Following the 4:35 p.m. CDT departure, a similarly unprecedented photo session from the Soyuz documented the 1 million pound complex while shuttle remained docked, and the station was commanded to slowly rotate for the photographer.

With former station commander Dmitry Kondratyev manually controlling the spacecraft, European Space Agency astronaut Paolo Nespoli climbed into its
habitation module and documented the view of the station and shuttle from a distance of about 600 feet. NASA astronaut Cady Coleman also is returning home on the Soyuz, which is scheduled to land in Kazakhstan at 9:26 p.m.

The Expedition 27 crew members departed about two hours after the Endeavour astronauts, sleep period had begun. Endeavour’s crew had most of the day off.

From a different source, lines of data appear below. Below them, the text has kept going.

PR #4650, opened 2026-06-10
[SSP-4095] store filter improvement

RostislavKreisinger:

This PR improves store and pickup place search on the storefront.

Customers can now search stores by city or postcode even when the searched location does not directly match an existing store address. The search text can be resolved to coordinates through Google geocoding, so store lists can be ordered by distance from the searched location. Store lists also support pagination with loading more results, which keeps the initial response smaller and improves usability for larger store datasets.

The pickup place selection popup now uses the same searchable store list with map support, distance-based filtering, loading more results, and clearer selection behavior. In administration, store coordinates can be loaded automatically from the entered store address, reducing manual work when configuring stores.

#### Fixes issues
... 

----
  - https://rk-ssp-4095-store-filter-improvement.odin.shopsys.cloud
  - https://cz.rk-ssp-4095-store-filter-improvement.odin.shopsys.cloud
  - https://rk-ssp-4095-store-filter-improvement.odin.shopsys.cloud/sk

----
  - https://rk-ssp-4095-store-filter-improvement.odin.shopsys.cloud
  - https://cz.rk-ssp-4095-store-filter-improvement.odin.shopsys.cloud
  - https://rk-ssp-4095-store-filter-improvement.odin.shopsys.cloud/sk

----
  - https://rk-ssp-4095-store-filter-improvement.odin.shopsys.cloud
  - https://cz.rk-ssp-4095-store-filter-improvement.odin.shopsys.cloud
  - https://rk-ssp-4095-store-filter-improvement.odin.shopsys.cloud/sk


packages/framework/src/Form/Admin/Store/StoreFormType.php
```diff
@@ -180,7 +181,12 @@ private function createMapGroup(FormBuilderInterface $builder): FormBuilderInter
             ->add('longitude', NumberType::class, [
                 'required' => false,
                 'scale' => 10,
-            ]);
+            ])
+            ->add('loadCoordinates', ButtonType::class, [
+                'label' => 'Load Coordinates',
```
TomasLudvik: This is not consistent with labeling, it should be `Load coordinates`

packages/framework/src/Controller/Admin/StoreController.php
```diff
@@ -140,6 +141,26 @@ public function editAction(Request $request, int $id): Response
         ]);
     }
 
+    #[Route(
+        path: '/store/load-coordinates',
+        name: 'admin_store_loadcoordinates',
+        methods: ['post'],
+        condition: 'request.isXmlHttpRequest()',
+    )]
+    #[CanView]
```
TomasLudvik: #[CanView(methods: [HttpMethod::POST])]

packages/framework/assets/js/admin/components/StoreCoordinates.js
```diff
@@ -0,0 +1,47 @@
...
+            loaderElement: $button,
+            data: {
+                street: $form.find('.js-store-address-street').val(),
+                city: $form.find('.js-store-address-city').val(),
+                postcode: $form.find('.js-store-address-postcode').val(),
+                countryCode: $form.find('.js-store-address-country option:selected').data('country-code'),
+            },
+            success: data => {
+                if (data.latitude === undefined || data.longitude === undefined) {
+                    return;
```
TomasLudvik, line 38:
```suggestion
          new ModalWindow({
              content: Translator.trans('Coordinates could not be loaded for the entered address.'),
              style: 'danger'
          });
          return;
```

packages/framework/assets/js/admin/components/StoreCoordinates.js
```diff
@@ -0,0 +1,47 @@
...
+                }
+
+                $form.find('.js-store-coordinate-latitude').val(data.latitude);
+                $form.find('.js-store-coordinate-longitude').val(data.longitude);
+                FormChangeInfo.showInfo();
```
TomasLudvik, line 43:
```suggestion
                FormChangeInfo.showInfo();
                this.showSuccessState($button);
```

packages/framework/assets/js/admin/components/StoreCoordinates.js
```diff
@@ -0,0 +1,47 @@
+import Ajax from '../../common/utils/Ajax';
+import Register from '../../common/utils/Register';
+import FormChangeInfo from './FormChangeInfo';
```
TomasLudvik, line 6:
```suggestion
import FormChangeInfo from './FormChangeInfo';
import Check from 'icons/tabler/check.svg';
import Translator from 'bazinga-translator';
```

packages/framework/assets/js/admin/components/StoreCoordinates.js
```diff
@@ -0,0 +1,47 @@
...
+                    return;
+                }
+
+                $form.find('.js-store-coordinate-latitude').val(data.latitude);
+                $form.find('.js-store-coordinate-longitude').val(data.longitude);
+                FormChangeInfo.showInfo();
+            },
+        });
+    }
+
```
TomasLudvik, line 48:
```suggestion
  showSuccessState($button) {
      const originalHtml = $button.html();
      $button.removeClass('btn-primary').addClass('btn-success').html(`${Check} ${Translator.trans('Coordinates loaded')}`);

      setTimeout(() => {
          $button.removeClass('btn-success').addClass('btn-primary').html(originalHtml);
      }, 3000);
  }
```

packages/framework/assets/js/admin/components/StoreCoordinates.js
TomasLudvik: In this file I have made few suggestions, that will let user know what is happening

packages/framework/src/Component/AddressCoordinates/GoogleAddressCoordinatesFacade.php
```diff
@@ -0,0 +1,63 @@
...
+
+namespace Shopsys\FrameworkBundle\Component\AddressCoordinates;
+
+use Symfony\Contracts\HttpClient\Exception\DecodingExceptionInterface;
+use Symfony\Contracts\HttpClient\Exception\TransportExceptionInterface;
+use Symfony\Contracts\HttpClient\HttpClientInterface;
+
+class GoogleAddressCoordinatesFacade
+{
+    protected const string GEOCODE_ADDRESS_URL = 'https://geocode.googleapis.com/v4/geocode/address';
```
TomasLudvik, line 15: This should be set as env variable

packages/framework/src/Component/AddressCoordinates/GoogleAddressCoordinatesFacade.php
```diff
@@ -0,0 +1,63 @@
...
+        }
+
+        try {
+            $response = $this->httpClient->request('GET', static::GEOCODE_ADDRESS_URL, [
+                'query' => [
+                    'key' => $this->googleMapApiKey,
+                    'address.addressLines' => $street,
+                    'address.locality' => $city,
+                    'address.regionCode' => strtoupper($countryCode),
+                    'address.postalCode' => $postcode,
```
TomasLudvik: Should there be any validation for postcode or google does not care?

packages/framework/src/Form/Admin/Store/StoreFormType.php
```diff
@@ -176,11 +180,25 @@ private function createMapGroup(FormBuilderInterface $builder): FormBuilderInter
...
             ])
             ->add('longitude', NumberType::class, [
                 'required' => false,
                 'scale' => 10,
-            ]);
+                'attr' => [
+                    'class' => 'js-store-coordinate-longitude',
+                ],
+            ])
+            ->add('loadCoordinates', ButtonType::class, [
```
TomasLudvik: This should be added only if the google map api key is set

packages/framework/src/Controller/Admin/StoreController.php
```diff
@@ -140,6 +143,35 @@ public function editAction(Request $request, int $id): Response
...
+        $addressCoordinatesData = $this->addressCoordinatesFacade->getCoordinatesByAddress(
+            $request->request->getString('street'),
+            $request->request->getString('city'),
+            $request->request->getString('countryCode'),
+            $request->request->getString('postcode'),
+        );
+
+        if ($addressCoordinatesData === null) {
+            return new JsonResponse([
+                'success' => false,
```
TomasLudvik: No need to send success - you are not using it anywhere, same for next return

packages/framework/src/Component/AddressCoordinates/GoogleAddressCoordinatesFacade.php
TomasLudvik: I would expect some logging here, so we can find out why it is not functioning

packages/frontend-api/src/Model/Resolver/Store/StoresQuery.php
```diff
@@ -33,6 +35,12 @@ public function storesQuery(
         /** @var array{latitude: string, longitude: string}|null $coordinates */
         $coordinates = $argument->offsetGet('coordinates');
 
+        $searchCoordinates = $this->storeSearchTextCoordinatesProvider->getCoordinatesFromSearchText($searchText);
```
TomasLudvik: The https://developers.google.com/maps/documentation/geocoding/reference/rest/v4beta/geocode.address/geocodeAddress
does the trick, no need to parse it on our own, Google can do that for us.

TomasLudvik: @pk16011990 should we also add address autocompletion for search form on the storefront? I think it would improve this significantly

packages/frontend-api/src/Model/Store/StoreRepository.php
```diff
@@ -42,7 +42,7 @@ protected function getBasicFilteredQueryBuilder(
             ->andWhere('s.domainId = :domainId')
             ->setParameter('domainId', $domainId);
 
-        if ($storesFilterOptions->getSearchText() !== null) {
+        if ($storesFilterOptions->getSearchText() !== null && $storesFilterOptions->getCoordinates() === null) {
```
TomasLudvik, line 76: If user uses location in the browser and just sets search text like "Ostrava", this will not search and show all results, right?

project-base/app/config/packages/cache.yaml
```diff
@@ -8,6 +8,10 @@ framework:
                 adapter: cache.adapter.redis
                 provider: snc_redis.bestselling_products
                 default_lifetime: 43200
+            store_search_coordinates_cache:
+                adapter: cache.adapter.redis
+                provider: snc_redis.store_search_coordinates
+                default_lifetime: 43200
```
TomasLudvik: I wonder why lifetime of 14hours. The coordinates should never change right, so we do not need to delete them. Other thing might be that they will never be reused, so we are keeping them only if user reuses them in short time? So I would consider one hour or unlimited here.

project-base/app/.env
```diff
@@ -79,3 +79,5 @@ MAKER_PHP_CS_FIXER_CONFIG_PATH=vendor/shopsys/maker/config/maker-php-cs-fixer.co
 LOCAL_PATH_TO_PROJECT_ROOT=/var/www/html
 SYMFONY_IDE_URL_FORMAT=phpstorm://open?file=%f&line=%l
 TRACY_DEBUGGER_IDE_URL_FORMAT=phpstorm://%action/?file=%file&line=%line&search=%search&replace=%replace
+
+GOOGLE_MAP_API_KEY=
```
TomasLudvik, line 83: Please set some value for our review server, so this functionality can be tested

upgrade-notes/backend_20260610_092359.md
```diff
@@ -0,0 +1,5 @@
+#### [SSP-4095] store filter improvement ([#4650](https://github.com/shopsys/shopsys/pull/4650))
+
+- add `GOOGLE_MAP_API_KEY` to your application environment; keep it empty to disable backend Google coordinate lookup or set it to a Google API key that can use Geocoding API
+- add `store_search_coordinates_cache` cache pool and `snc_redis.store_search_coordinates` Redis client configuration when you use the default Frontend API store search coordinates provider
```
TomasLudvik: You can ommit these as they are covered by project-base-diff

Makefile
```diff
@@ -72,7 +72,7 @@ generate-schema-native: ## Generates GraphQL schema and frontend types (natively
 # ✅ Code Checks and Fixes (PHP and JS/TS)
 # ------------------------------------------------------------------------------
 
-check-fix: generate-schema php-checks php-translations storefront-checks storefront-translations storefront-styles-for-admin check-licenses generate-icons-for-styleguide ## Runs all code checks (backend & storefront) and attempts to fix issues
+check-fix: generate-schema php-checks php-translations storefront-checks storefront-translations storefront-styles-for-admin check-licenses generate-icons-for-styleguide storefront-styles-for-admin ## Runs all code checks (backend & storefront) and attempts to fix issues
```
TomasLudvik: This commit says it removes duplicate entry, but it does exactly opposite - it adds already existing target here

packages/frontend-api/src/Model/Store/StoreSearchTextCoordinatesProvider.php
```diff
@@ -112,7 +113,15 @@ protected function getCachedCoordinatesBySearchText(
     ): ?array {
         return $this->storeSearchCoordinatesCache->get(
             $this->getCacheId($searchText, $countryCode),
-            fn () => $this->formatCoordinatesData($coordinatesProvider()),
+            function (CacheItemInterface $cacheItem, bool &$save) use ($coordinatesProvider): ?array {
+                $coordinates = $this->formatCoordinatesData($coordinatesProvider());
```
TomasLudvik: This is nice, but we should take into account two things:
- cache null, because google returned not found
- do not cache null, because google returned error

project-base/storefront/public/locales/cs/common.json
```diff
@@ -523,7 +524,9 @@
     "secs": "sek",
     "Select from existing addresses": "Vybrat z existujících adres",
     "Select image": "Vybrat obrázek",
+    "Select store": "",
```
TomasLudvik: You are missing some translations here

TomasLudvik (changes requested):

packages/framework/src/Form/Admin/Store/StoreFormType.php
RostislavKreisinger: ok

packages/framework/src/Controller/Admin/StoreController.php
RostislavKreisinger: ok

packages/framework/assets/js/admin/components/StoreCoordinates.js
RostislavKreisinger: ok

packages/framework/assets/js/admin/components/StoreCoordinates.js
RostislavKreisinger: ok

packages/framework/assets/js/admin/components/StoreCoordinates.js
RostislavKreisinger: ok

packages/framework/assets/js/admin/components/StoreCoordinates.js
RostislavKreisinger: ok

packages/framework/src/Component/AddressCoordinates/GoogleAddressCoordinatesFacade.php
RostislavKreisinger: i don't thing so. Ask yourself whether it is possible to use a different address in the context of this class.

packages/framework/src/Component/AddressCoordinates/GoogleAddressCoordinatesFacade.php
RostislavKreisinger: input validation is the responsibility of StoreSearchTextCoordinatesProvider

packages/framework/src/Form/Admin/Store/StoreFormType.php
RostislavKreisinger: ok

packages/framework/src/Controller/Admin/StoreController.php
RostislavKreisinger: ok

packages/framework/src/Component/AddressCoordinates/GoogleAddressCoordinatesFacade.php
RostislavKreisinger: ok, thanx.

packages/frontend-api/src/Model/Resolver/Store/StoresQuery.php
RostislavKreisinger: I know that Google provides processing of unstructured data, but I deliberately chose to work with structured data.

packages/frontend-api/src/Model/Store/StoreRepository.php
RostislavKreisinger: yes, filtering results is in this case disabled and is returned list sorted by distance, so Ostrava will be first item.

packages/framework/src/Component/AddressCoordinates/GoogleAddressCoordinatesFacade.php
TomasLudvik: Definitely yes as there is version of API in the URL, so you might need to update to version 5 etc.  Also I think it is our practice to put URLs in the .env same as packetery for example.

project-base/app/config/packages/cache.yaml
RostislavKreisinger: 14 hours is really not enough and it's a mistake, but after discussing with PK and MG, we didn't want to have infinity so that Redis wouldn't bloat unnecessarily. I'll set it to a week, after a week of not being used, the cache will be released and infrequent hits will disappear, leaving only the frequently searched ones.

project-base/storefront/public/locales/cs/common.json
RostislavKreisinger: ok

packages/frontend-api/src/Model/Store/StoreRepository.php
TomasLudvik: Ok, what about text "Ostr". I think it is error to not use search text in case that users location from browser is used.

packages/frontend-api/src/Model/Resolver/Store/StoresQuery.php
pk16011990: A nice feature idea, thanks. However, not relevant for this PR.

TomasLudvik: Can I ask what is benefit of doing this on our own? I am affraid that current state is not sufficient, as it will not work outside of Czech republic and Slovakia. Also tomorrow someone might say we want to support streets in the search and we will have to update the code again. 

All of this can be easily covered by Google, so I think it is easier way for us, or am I missing something?

project-base/app/.env
RostislavKreisinger: in public .env file?? realy? Nooooo :-)

Makefile
RostislavKreisinger: ok remove duplicited target

packages/frontend-api/src/Model/Resolver/Store/StoresQuery.php
RostislavKreisinger: updated

packages/frontend-api/src/Model/Store/StoreRepository.php
RostislavKreisinger: If you don't have geolocation turned on and Google doesn't find any results for you, the filter is applied and the term Ostr finds Ostrava. If you have obtained coordinates in any way, the result is just sorted.

project-base/app/.env
TomasLudvik: I meant to the GitHub Action secrets ofc, but I have done it :)

packages/frontend-api/src/Model/Store/StoreSearchTextCoordinatesProvider.php
```diff
@@ -33,36 +30,9 @@ public function getCoordinatesFromSearchText(?string $searchText): ?array
             return null;
         }
 
-        $postcode = $this->getPostcode($normalizedSearchText);
         $defaultCountryCode = $this->getDefaultCountryCode();
```
TomasLudvik, line 34: This method is still limiting to Czech Republic and Slovakia. You could remove this completely right? Why do we need to add this?

TomasLudvik:
@coderabbitai review

packages/frontend-api/src/Model/Resolver/Store/StoresQuery.php
henzigo: I think a few issues could arise here.

1. If we call the API for every query, the query can be very easily abused and repeated calls could burn through quite a lot of money. There should therefore be some kind of rate limit.
2. If I find a match in the database (e.g. by city), is there any point in calling this API? I'd probably only call it if the database returns no data. What do you think?
3. In case the user has geolocation enabled, it shouldn't be overwritten anymore, right?

packages/frontend-api/src/Model/Store/StoreSearchTextCoordinatesProvider.php
```diff
@@ -0,0 +1,105 @@
...
+
+        $searchText = trim((string)preg_replace('/\s+/', ' ', $searchText));
+
+        return $searchText !== '' ? $searchText : null;
+    }
+
+    /**
+     * @return array{latitude: string, longitude: string}|null
+     */
+    protected function getCachedCoordinatesBySearchText(string $searchText, string $countryCode): ?array
```
henzigo, line 57: I don't think caching the result is the best idea, if only because $searchText can be anything. We could very quickly run out of space in Redis that way.

henzigo (commented):
Please look

upgrade-notes/backend_20260610_092359.md
RostislavKreisinger: ok

packages/frontend-api/src/Model/Store/StoreSearchTextCoordinatesProvider.php
RostislavKreisinger: this was removed

packages/frontend-api/src/Model/Resolver/Store/StoresQuery.php
RostislavKreisinger: ad 1. cache and in documentation are instructions about limits
ad 2. Preselecting a city to get its coordinates if found in the DB could replace the API call. I'll work that into it.
ad 3. why not? I'm in Prague but I want to find the closest store to Opava where my mother-in-law lives :-D

packages/frontend-api/src/Model/Store/StoreSearchTextCoordinatesProvider.php
RostislavKreisinger: We brainstormed this problem and agreed on the current solution. Subsequent tuning can be done using TTL.

packages/frontend-api/src/Model/Store/StoreSearchTextCoordinatesProvider.php
RostislavKreisinger: now is Country Code depend on first country by current domain from admin settings.

packages/framework/src/Component/AddressCoordinates/GoogleAddressCoordinatesFacade.php
```diff
@@ -0,0 +1,145 @@
...
+    public function getCoordinatesByUnstructuredAddress(string $address): ?AddressCoordinatesData
+    {
+        if (!$this->isGoogleApiAvailable() || $address === '') {
+            return null;
+        }
+
+        return $this->getCoordinatesByQuery([
+            'key' => $this->googleMapApiKey,
+            'addressQuery' => $address,
+        ]);
```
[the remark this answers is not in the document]
RostislavKreisinger: ale three points are done

packages/framework/src/Component/AddressCoordinates/GoogleAddressCoordinatesFacade.php
```diff
@@ -0,0 +1,145 @@
...
+    }
+
+    /**
+     * @param array<string, string> $query
+     */
```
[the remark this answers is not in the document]
RostislavKreisinger: done

packages/framework/src/Component/AddressCoordinates/GoogleAddressCoordinatesFacade.php
```diff
@@ -0,0 +1,145 @@
...
+    protected function getCoordinatesByQuery(array $query): ?AddressCoordinatesData
+    {
+        try {
+            $response = $this->httpClient->request('GET', static::GEOCODE_ADDRESS_URL, [
+                'query' => $query,
+                'headers' => [
+                    'X-Goog-FieldMask' => 'results.location',
+                ],
+            ]);
```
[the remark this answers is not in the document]
RostislavKreisinger: done

packages/frontend-api/src/Model/Resolver/Store/StoresQuery.php
henzigo: 1. Cache won't help you there. I can easily generate, for example, 1M hashes as $searchText, so every call will also call the Google API. You can of course limit the maximum number of calls, but then it will stop working for all.
3. Oh, sorry, I was a bit confused there, because when I entered a city, it kept showing the distance in km from me, which didn't make sense.

packages/frontend-api/src/Model/Store/StoreSearchTextCoordinatesProvider.php
henzigo: Yeah, I know that you brainstormed it, but I don't think this is the best way. I suggest implementing a rate limit so that the search query cannot be abused

TomasLudvik (approved):

project-base/storefront/components/Basic/GoogleMap/GoogleMap.tsx
```diff
@@ -184,6 +216,17 @@ export const GoogleMap: FC<GoogleMapProps> = ({
                         />
                     );
                 })}
+
+                {additionalMarker?.latitude !== null &&
```
chlebektomas: Suggestion: The `additionalMarker` validity check is repeated inline in JSX and then parsed inside the render. Please extract this into a single derived value above the return, e.g. `additionalMarkerCoordinates`, and render based on that. It would keep the JSX focused on rendering and make the nullability/parsing rules easier to read.

project-base/storefront/components/Blocks/StoreList/StoresWrapper.tsx
```diff
@@ -3,79 +3,205 @@ import { StoreList } from 'components/Blocks/StoreList/StoreList';
...
                 </div>
                 <div className="basis-1/2" data-tid={TIDs.stores_map}>
                     <div className="flex aspect-square rounded-xl bg-background-more p-5 lg:sticky lg:top-5">
                         <GoogleMap
-                            activeMarkerHandler={(uuid) => clickOnMarkerHandler(uuid)}
-                            markers={mappedStores}
-                            shouldCenterToUserCoordinates={debouncedSearchTextValue === ''}
-                            userCoordinates={userCoordinates}
+                            activeMarkerHandler={clickOnMarkerHandler}
+                            additionalMarker={
```
chlebektomas: Suggestion: The map props are doing several derived decisions inline (`additionalMarker`, `latitude`, `longitude`, `shouldCenterToUserCoordinates`). Please consider extracting these above the return, for example `additionalMapMarker`, `mapLatitude`, `mapLongitude`, and `shouldCenterMapToUserCoordinates`. The `GoogleMap` call would then read as a simple declaration of already-prepared map state.

project-base/storefront/components/Blocks/Popup/PickupPlacePopup.tsx
```diff
@@ -1,64 +1,202 @@
...
     const { pickupPlace } = useCurrentCart();
     const [selectedStoreUuid, setSelectedStoreUuid] = useState(pickupPlace?.identifier ?? '');
+    const [selectedPickupPlace, setSelectedPickupPlace] = useState<StoreOrPacketeryPoint | null>(pickupPlace ?? null);
+    const [searchTextValue, setSearchTextValue] = useState<string>('');
+    const defaultUserCoordinates = useSessionStore((s) => s.coordinates);
+    const [userCoordinates, setUserCoordinates] = useState<TypeCoordinates | null>(defaultUserCoordinates);
+    const [transportStores, setTransportStores] = useState<TypeListedStoreConnectionFragment | null>(null);
+    const [isLoadingMoreTransportStores, setIsLoadingMoreTransportStores] = useState(false);
     const updatePortalContent = useSessionStore((s) => s.updatePortalContent);
+    const debouncedSearchTextValue = useDebounce(searchTextValue, 700);
```
chlebektomas: Suggestion: The store page and pickup popup now duplicate the same search/debounce/query-key/load-more connection state. A small hook, for example `usePaginatedStoreConnection` or a pair of narrower hooks for search state and load-more behavior, would reduce the chance that the standalone stores page and checkout popup drift apart later.

project-base/storefront/components/Blocks/Popup/PickupPlacePopup.tsx
```diff
@@ -1,64 +1,202 @@
...
+    }, [transportStoresData?.transport?.stores]);
+
+    useEffect(() => {
+        if (selectedStoreUuid === '') {
+            setSelectedPickupPlace(null);
+
+            return;
+        }
+
+        const selectedStore = transportStores?.edges?.find(
```
chlebektomas: Suggestion: Selected store lookup is repeated here and in the select handler. Please extract a small helper like `findStoreByUuid(transportStores, uuid)` or derive the selected store once with `useMemo`, then reuse it in both places. It would make the selection state easier to follow.

project-base/storefront/components/Basic/GoogleMap/GoogleMap.tsx
```diff
@@ -66,7 +73,10 @@ export const GoogleMap: FC<GoogleMapProps> = ({
     const mapRef = useRef<any>(null);
     const [isGoogleApiLoaded, setIsGoogleApiLoaded] = useState(false);
 
-    const validMarkers = (markers?.filter((marker) => marker.latitude !== null && marker.longitude !== null) ??
+    const [{ data: mapStoresData }] = useMapStoresQuery({ pause: markers !== undefined });
+    const effectiveMarkers = markers ?? mapConnectionEdges<TypeMapStoreFragment>(mapStoresData?.stores.edges);
+
+    const validMarkers = (effectiveMarkers?.filter((marker) => marker.latitude !== null && marker.longitude !== null) ??
```
chlebektomas: Suggestion: `effectiveMarkers`, `validMarkers`, and `markersClusterConfig` are rebuilt on every render and `markersClusterConfig` is also used as a dependency for the map-centering effect. Please consider memoizing these derived marker collections so the map effect is driven by actual marker changes rather than incidental rerenders.

chlebektomas (commented):
Readability suggestions for the new store-search/map flow.

project-base/storefront/public/locales/en/common.json
```diff
@@ -601,6 +605,7 @@
     "Toggle blog category": "Toggle blog category",
     "Tomorrow": "Tomorrow",
     "Too many login attempts. Try again later.": "Too many login attempts. Try again later.",
+    "Too many store search attempts. Try again later.": "",
```
chlebektomas: Warning: The new `"Too many store search attempts. Try again later."` translation value is an empty string here, and the same empty value is also present in the Czech and Slovak storefront locale files. This error is mapped to a flash message in `errorMessageMapper.ts`, so `t(...)` can resolve to an empty string and the user may see an empty toast when the store-search rate limit is hit. Please fill the locale values, at least the English fallback plus Czech/Slovak translations. It would also be useful to add a small assertion using real locale resources, because the current mocked `t` tests would not catch this.

project-base/storefront/components/Blocks/Popup/PickupPlacePopup.tsx
```diff
@@ -1,64 +1,202 @@
...
     onChangePickupPlaceCallback: (transportUuid: string, selectedPickupPlace: StoreOrPacketeryPoint | null) => void;
 };
 
+const PICKUP_PLACE_POPUP_STORES_SCROLL_TARGET_ID = 'pickup-place-popup-stores-scroll';
+
 export const PickupPlacePopup: FC<PickupPlacePopupProps> = ({ transportUuid, onChangePickupPlaceCallback }) => {
     const { t } = useTranslation();
+    const client = useClient();
     const { pickupPlace } = useCurrentCart();
     const [selectedStoreUuid, setSelectedStoreUuid] = useState(pickupPlace?.identifier ?? '');
```
chlebektomas, line 43: Warning: The popup initializes `selectedStoreUuid` from the cart pickup place, but the rendered list below is just the current `TransportStoresQuery` page. I do not see logic that prepends the selected/last-order pickup place or asks the backend to return it first, so if the selected pickup place is not first in the current ordering, Jira's requirement that it is selected and displayed first is not met. Please either pass the selected pickup identifier into the query and return it first, or merge/prepend `pickupPlace` client-side with de-duping. A focused Cypress/component test should cover a preselected pickup place that is not first in the returned stores and assert it renders first and selected.

chlebektomas (commented):
Adding the two warning findings from the earlier review.

project-base/storefront/components/Basic/GoogleMap/GoogleMap.tsx
RostislavKreisinger: ok,

project-base/storefront/components/Blocks/StoreList/StoresWrapper.tsx
RostislavKreisinger: ok

project-base/storefront/components/Blocks/Popup/PickupPlacePopup.tsx
RostislavKreisinger: ok

project-base/storefront/components/Blocks/Popup/PickupPlacePopup.tsx
RostislavKreisinger: ok

project-base/storefront/public/locales/en/common.json
RostislavKreisinger: ok

project-base/storefront/components/Blocks/Popup/PickupPlacePopup.tsx
RostislavKreisinger: ok

project-base/storefront/components/Blocks/StoreList/usePaginatedStoreConnection.ts
```diff
@@ -0,0 +1,134 @@
...
+                searchText: debouncedSearchTextValue || null,
+                coordinates: userCoordinates,
+                first: STORE_LIST_PAGE_SIZE,
+                after: null,
+            }) as QueryVariables,
+        [additionalQueryVariables, debouncedSearchTextValue, userCoordinates],
+    );
+    const queryKey = JSON.stringify(queryVariables);
+    const queryKeyRef = useRef(queryKey);
+    const [{ data, fetching: isStoreConnectionFetching }] = useQuery<TData, QueryVariables>({
```
chlebektomas: Warning: The shared store-connection hook drops the `error` returned by `useQuery`, and the `loadMoreStores` path also ignores `storesResponse.error`. If the initial `/stores` or pickup-place query fails, the UI can stay blank with no user-facing feedback; if a later query fails, it can keep stale results while appearing idle. Please expose the query error from this hook and render an error/empty state in the callers, or clear/replace stale stores when a new query fails. A focused test should mock `StoresQuery`/`TransportStoresQuery` failures and assert that the user sees a meaningful error state instead of an empty list.

chlebektomas (commented):
One remaining storefront review note from the focused re-check.

project-base/storefront/components/Blocks/StoreList/usePaginatedStoreConnection.ts
RostislavKreisinger: @chlebektomas please check last fix

chlebektomas (approved):

TomasLudvik (approved):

The Endeavour crew, and now Expedition 28 flight engineer Ron Garan, were awakened at 7:26 p.m. to the song “Svegliarsi La Mattina (Woke Up This Morning)” by the Italian duo Zero Assoluto, uplinked especially for Mission Specialist Roberto Vittori of Italy.

STS-134 commander Mark Kelly, Pilot Greg Johnson, and Mission Specialists Andrew Feustel and Mike Fincke and Greg Chamitoff will lend their hands to space station tasks, installing a new filter inside the Oxygen Generation System to provide continuous carbon dioxide scrubbing whenever the oxygen system’s recirculation loop is running.

Spacewalkers Fincke and Feustel will review procedures for Wednesday’s third spacewalk of the mission, along with intravehicular choreographer Chamitoff and the rest of the team. Fincke and Feustel will get ready for the first use of the In-Suit Light Exercise
Two interviews also are scheduled, the first with San Francisco and Sacramento reporters, and the second with Pittsburgh and Houston reporters.

The next status report will be issued after crew sleep periods begins around 10:26 a.m. Wednesday, or earlier if warranted.

SpaceRef staff editor.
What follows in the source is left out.